Als zweites wichtiges “Projekt” sehe ich die 2005 erfolgte Integration des KNO in den mittlerweile europaweit agierenden Kunststoff Cluster. Ausgehend vom KNO und einer Sondierungsstudie des Landes Niederösterreich wurde gemeinsam mit dem existierenden KC (damals nur in Oberösterreich) der größte europäische Wirtschaftscluster der Kunststoffindustrie geschaffen. Mittlerweile haben sich, soweit ich mich erinnere, auch Kärnten und Salzburg angeschlossen; mit Burgenland gab es auch Verhandlungen. Es wurde mit der Darstellung eines Wirtschaftsclusters, der von zwei Landesagenturen, der TMG OÖ und der ecoplus NÖ, getragen wird, durchaus ein Zeichen im Bereich gemeinsamer Wirtschaftsförderung über die Bundeslandgrenzen hinweg gesetzt.

Was waren und sind aus Deiner Sicht die kritischen Punkte in der Netzwerk-Entwicklung und was konnte positiv bewirkt bzw. umgesetzt werden?

Ewald Babka: Nun, ich denke diese beiden Fragen habe ich in oberen beiden Antworten schon mit beantwortet. Aber der Vollständigkeit halber nochmals in kurzen Worten meine Sichtweise der Dinge: Die kritischen Momente der Netzwerkentwicklung liegen in der Evaluierung der Erwartungen der einzelnen Akteure und dem Managen dieser Erwartungen (Stichwort: Managing Expectations). Weiter ist es wichtig, dass über externe Moderatoren der Motor für gemeinsame Aktivitäten am Laufen gehalten wird, da sonst das Interesse (wie sind Prioritäten in Unternehmen gesetzt?) an gemeinsamen Arbeiten sehr rasch erlischt. Wenn keine gemeinsamen Projekte gefunden und umgesetzt werden, kommt es ebenso sehr rasch zum Zusammenbruch des Netzwerks.

Kritisch zu sehen ist auch die Sichtweise von selbst ernannten “Konkurrenten” des Netzwerkes. Es ist wichtig, andere Gruppierungen wie ähnliche Cluster, Wirtschaftskammer und dergleichen so zu informieren, dass ein konstruktives Miteinander möglich ist. Die Politik darf meiner Meinung nach in der ersten Phase nur eine sehr untergeordnete Rolle spielen, da das Netzwerk sonst von Beginn an in eine vorgegebene Schiene manövriert wird und eine individuelle Entwicklung im Sinne der Bedürfnisse der Unternehmen schwer bis nicht möglich ist.
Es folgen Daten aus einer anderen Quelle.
PR #2583, opened 2019-07-19
SONARJAVA-3150 S2276 FP when Tread.sleep call is nested in a lambda

quentin-jaquier-sonarsource:
Rule S2276, S2444, S2696, S2273 are impacted by the change.

### DIFF
--- a/java-checks/src/test/files/checks/StaticFieldInitializationCheck.java
+++ b/java-checks/src/test/files/checks/StaticFieldInitializationCheck.java
@@ -149,14 +149,14 @@ class A {
 
   }
 
-  class E {
-    static Config CONFIG = null;
+  static class E {
+    static Config CONFIG;
 
-    synchronized Object foo() {
+    synchronized void foo() {
       CONFIG = null; // Compliant
     }
 
-    synchronized Object foo() {
+    synchronized Consumer<String> bar() {
       return s -> {
         CONFIG = null; // Noncompliant
       };
--- a/java-checks/src/test/files/checks/StaticFieldInitializationCheck.java
+++ b/java-checks/src/test/files/checks/StaticFieldInitializationCheck.java
@@ -148,4 +148,18 @@ class A {
     }
 
   }
+
+  class E {
+    static Config CONFIG = null;
+
+    synchronized Object foo() {
+      CONFIG = null; // Compliant
+    }
+
+    synchronized Object foo() {
+      return s -> {
+        CONFIG = null; // Noncompliant
+      };
+    }
+  }
 }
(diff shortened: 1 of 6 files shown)


java-checks/src/test/files/checks/StaticFieldInitializationCheck.java
```diff
@@ -148,4 +148,18 @@ public static void resetConfiguration2() {
     }
 
   }
+
+  class E {
```
m-g-sonar: Try to keep the code you introduce as close as possible from something which compiles. It helps and is usually closer from real use cases. In particular, I modified your code as follow:

:warning: WARNING :warning: : I didn't checked if this code is still getting a 100% in term of code coverage.

```
static class E {
    static Config CONFIG;

    synchronized void foo() {
      CONFIG = null; // Compliant
    }

    synchronized Consumer<String> bar() {
      return s -> {
        CONFIG = null; // Noncompliant
      };
    }
  }
```

java-checks/src/test/files/checks/StaticFieldUpateCheck.java
```diff
@@ -71,6 +71,22 @@ public int compareTo(Object o) {
     };
   }
 
+  private synchronized Comparable<Object> foo() {
+    return new Comparable<Object>() {
+      @Override
+      public int compareTo(Object o) {
+        value = 0; // FN: "value" may not be assigned inside a static method
```
m-g-sonar: To be verified that it was NOT covered before. Otherwise it's a regression.

java-checks/src/test/files/checks/ThreadSleepCheck.java
```diff
@@ -17,3 +21,54 @@ synchronized void foo() {
     Thread.sleep(200, 12); // Noncompliant
   }
 }
+
+public class Testcase {
+  private static final Logger LOGGER = Logger.getLogger("com.reftel.magnus.sqsynchtest");
```
m-g-sonar: logger is useless

java-checks/src/test/files/checks/ThreadSleepCheck.java
```diff
@@ -17,3 +21,54 @@ synchronized void foo() {
...
+  private static synchronized Comparable<Object> foo() {
+    return new Comparable<Object>() {
+      @Override
+      public int compareTo(Object o) {
+        Thread.sleep(200);    // Compliant, this won't be invoked when the lock is held
+      }
+    };
+  }
+
+  public synchronized void print() {
```
m-g-sonar: I don't see the interest of this method.

java-checks/src/test/files/checks/StaticFieldUpateCheck.java
quentin-jaquier-sonarsource: I verified: this one (and the next one added in this file) were already FN before the change.

PR #2587, opened 2019-07-20
SONARJAVA-3162 Rule S3067: NPE synchronize on getClass in initializer

hajush:
Fix for issue at https://jira.sonarsource.com/browse/SONARJAVA-3162

Relevant details are in the ticket. Includes a unit test (through adding non-compliant code to the SynchronizationOnGetClassCheck.java)

This is an exercise to ensure my proposed fix can be documented and considered, as it is currently being used in a rather large project, or the NullPointerException effectively disabled the sonar-java scans. I hope this helps!


java-checks/src/main/java/org/sonar/java/checks/synchronization/SynchronizationOnGetClassCheck.java
```diff
@@ -65,10 +67,15 @@ public void visitNode(Tree tree) {
   private static boolean isEnclosingClassFinal(ExpressionTree expressionTree) {
     if (expressionTree.is(IDENTIFIER)) {
       Tree parent = expressionTree.parent();
-      while (!parent.is(METHOD, CONSTRUCTOR)) {
+      while (!parent.is(METHOD, CONSTRUCTOR, INITIALIZER)) {
```
quentin-jaquier-sonarsource: This parent dereference is the root of the NPE, the loop never stopped and eventually reached the top of the tree.
Are you sure that it will not happen again, that you covered all the cases? What about `STATIC_INITIALIZER`?
What about synchronized statement inside a lambda:
```
  Consumer<String> c = s -> {
      synchronized (getClass()) {  }
  };
```

It is tricky to get all of them, therefore you may want to check parent for null here!

quentin-jaquier-sonarsource:
Hello @hajush,

We plan to be ready for the next release this Wednesday, it would be great if this fix is part of it!

I understand that the schedule is tight, please let me know if you plan to work on it soon, otherwise I will handle the fixes to merge it before the release.

hajush:
Hi! Very sorry, I’ve been on a vacation with spouse & family since your
pull request note. I will be back at my home office tomorrow evening. I’d
love to get this in as well, and I’ll work on it if that’s soon enough. But
I won’t be offended if you do the fix yourself. My PR was mostly to
document what I did for my client.

Harold

hajush:
I overestimated what I could do that weekend, as was off to conferences since then. I’m working on it again now.

java-checks/src/main/java/org/sonar/java/checks/synchronization/SynchronizationOnGetClassCheck.java
hajush: The Java language grammar does not allow anything outside of a class, so we should be able to determine the enclosing class. The method isEnclosingClassFinal should not be able to climb up the ExpressionTree without coming to an enclosing class, or there's a bug in the code or in the parser.

I'm uncomfortable "bullet proofing" the code as it will be potentially (and silently) incorrect. Perhaps there is a way to issue an intelligent error so a bug can be filed. I'm not familiar enough with the philosophy and standards here.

Die positiven Auswirkungen sind jene, die es den Unternehmen bzw. den verantwortlichen Personen ermöglicht haben, andere abseits vom Tagesgeschäft besser kennen zu lernen. Daraus entwickelten sich dann auch diverse Projekte und gemeinsame Aktivitäten. Eines der Beispiele habe ich vorhin schon genannt: die Austrian PIM Group. Die größte positive Auswirkung zeigt sich in der ebenfalls schon erwähnten Integration in den Kunststoff Cluster - auf Druck von wirtschaftlich gut etablierten Unternehmen, der über das Netzwerk und wohlgesonnene Gruppierungen auf die Politik und Wirtschaftsagenturen der Länder ausgeübt wurde, konnte ein nahezu grenzenloses Netzwerk geschaffen werden, das innerhalb der EU einzigartig ist.

* Dipl.-Ing. Ewald Babka ist seit 2007 Betriebsleiter Rohrkaltfertigung der Schoeller Bleckmann Edelstahlrohr GmbH  in Ternitz. Davor war Babka als regionaler Technologiemanager des Landes Niederösterreich für den Aufbau von unternehmerischen Netzwerken und das Management eines Technologiezentrums (”Technopol”) zuständig.